Tavener's subsequent explorations of Russian and Greek culture resulted in Akhmatova Requiem: this failed to enjoy success either at its Edinburgh Festival premiere in 1981, or at its Proms' performance the following week where many of the audience left before it finished. Of more lasting success was Tavener's short unaccompanied four-part choral setting of William Blake's poem "The Lamb", written one afternoon in 1982 for his nephew Simon's third birthday. This simple homophonic piece is usually performed as a Christmas carol. Later prominent works include The Akathist of Thanksgiving of 1987, written in celebration of the millennium of the Russian Orthodox Church; The Protecting Veil, first performed by cellist Steven Isserlis and the London Symphony Orchestra at the 1989 Proms; and Song for Athene (1993). The two choral works were settings of texts by Mother Thekla, a Russian Orthodox abbess who was Tavener's long-time spiritual adviser until her death in 2011. Song for Athene in particular gained worldwide exposure when performed at the funeral of Diana, Princess of Wales in 1997.

Tavener's Fall and Resurrection, first performed in 2000, used instruments such as ram's horn, Ney flute and kaval. It was dedicated to the then Prince of Wales, with whom Tavener formed a lasting friendship. His work Ikon of Eros (2003) was commissioned for violinist Jorja Fleezanis, then concertmaster of the Minnesota Orchestra, with vocal soloists and the Minnesota Chorale and recorded at the Cathedral of St. Paul, conducted by Paul Goodwin. Also in 2003 Tavener composed the exceptionally large work The Veil of the Temple (which was premièred at the Temple Church, London), based on texts from a number of religions. Identified by Tavener as "the supreme achievement of my life", it is set for four choirs, several orchestras and soloists and lasts at least seven hours. Prayer of the Heart, written for and performed by Björk, was premiered in 2004. In 2007 Tavener composed The Beautiful Names, a setting of the 99 names of God in the Muslim tradition, sung in Arabic.

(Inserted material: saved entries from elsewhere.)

PR #4885, opened 2015-10-10
add package: Javascript Snippets for IMWeb

longyiyiyu:
add the "Javascript Snippets for IMWeb" package to the default channel

### DIFF
--- a/repository/j.json
+++ b/repository/j.json
@@ -328,7 +328,7 @@
 			"releases": [
 				{
 					"sublime_text": "*",
-					"branch": "master"
+					"tags": true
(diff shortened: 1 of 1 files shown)


FichteFoll:
Uhm, idk about this. It only contains two one-line snippets?

longyiyiyu:
These is the initialization of the pkg and that two snippets are just for test. We will collect our team members' snippets and make a standard list of these.

FichteFoll:
I will never understand why people submit their heavily WIP packages before actually adding any substantial functionality ...

PR #4887, opened 2015-10-11
Added PyQt and  Qt autocomplete ...

tushortz:
* Added PyQt autocomplete
* Added Qt autocomplete
* Renamed Wildlife 
* Added label for JavaIME

### DIFF
--- a/repository/j.json
+++ b/repository/j.json
@@ -193,7 +193,7 @@
 		{
 			"name": "JavaIME",
 			"details": "https://github.com/tushortz/JavaIME",
-			"labels": ["java","snippets", "auto-complete", "completion", "autocomplete", "snippet", "completion"],
+			"labels": ["java","completions", "auto-complete", "completion", "autocomplete", "snippet", "Completion"],
 			"releases": [
 				{
 					"sublime_text": "*",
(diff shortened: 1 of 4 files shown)


tushortz:
I realised that a pull request of mine was marked as duplicate even after I had closed it earlier before opening a new one that includes two new packages

FichteFoll:
You should definitely take a look at completions files instead of providing more than 10000 snippets in a package, each in their own file: http://docs.sublimetext.info/en/latest/reference/completions.html

tushortz:
Thanks, I didn't know something like this existed. I'll definately have a
look

FichteFoll:
@tushortz, since you replied by mail, I edited my above comment shortly after submission to include the following:

>Furthermore, in the conventional sense "autocomplete" refers to the static or dynamic analysis of source code and only suggestion completions for the available variables and their available attributes according to their type. Your packages are about the traditional "completion" instead.

tushortz:
Thanks again. And from what you mentioned now, is it possible to do that on
sublime text as well.

tushortz:
I'll close this pull request and create a new one for the updated packages

PR #4891, opened 2015-10-13
add 'eRube XML newline remover package'

calebfoster:


FichteFoll:
What is this package for? It seems to remove a few weird newline constructs and calls the reindent command, but that's it.

FichteFoll:
@calebfoster ping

It had been reported, particularly in the British press, that Tavener left Orthodox Christianity to explore a number of other different religious traditions, including Hinduism and Islam, and became a follower of the Traditionalist philosopher Frithjof Schuon. In an interview with The New York Times, conducted by British music journalist Michael White, Tavener said: "I reached a point where everything I wrote was terribly austere and hidebound by the tonal system of the Orthodox Church, and I felt the need, in my music at least, to become more universalist: to take in other colors, other languages." The interviewer also reported at the time that he "hasn't abandoned Orthodoxy. He remains devotedly Christian." Speaking on the BBC Four television programme Sacred Music in 2010, Tavener described himself as "essentially Orthodox". He reiterated both his desire to explore the musical traditions of other religions, and his adherence to the Orthodox Christian faith, on Start the Week, recorded only days before his death and broadcast on 11 November 2013.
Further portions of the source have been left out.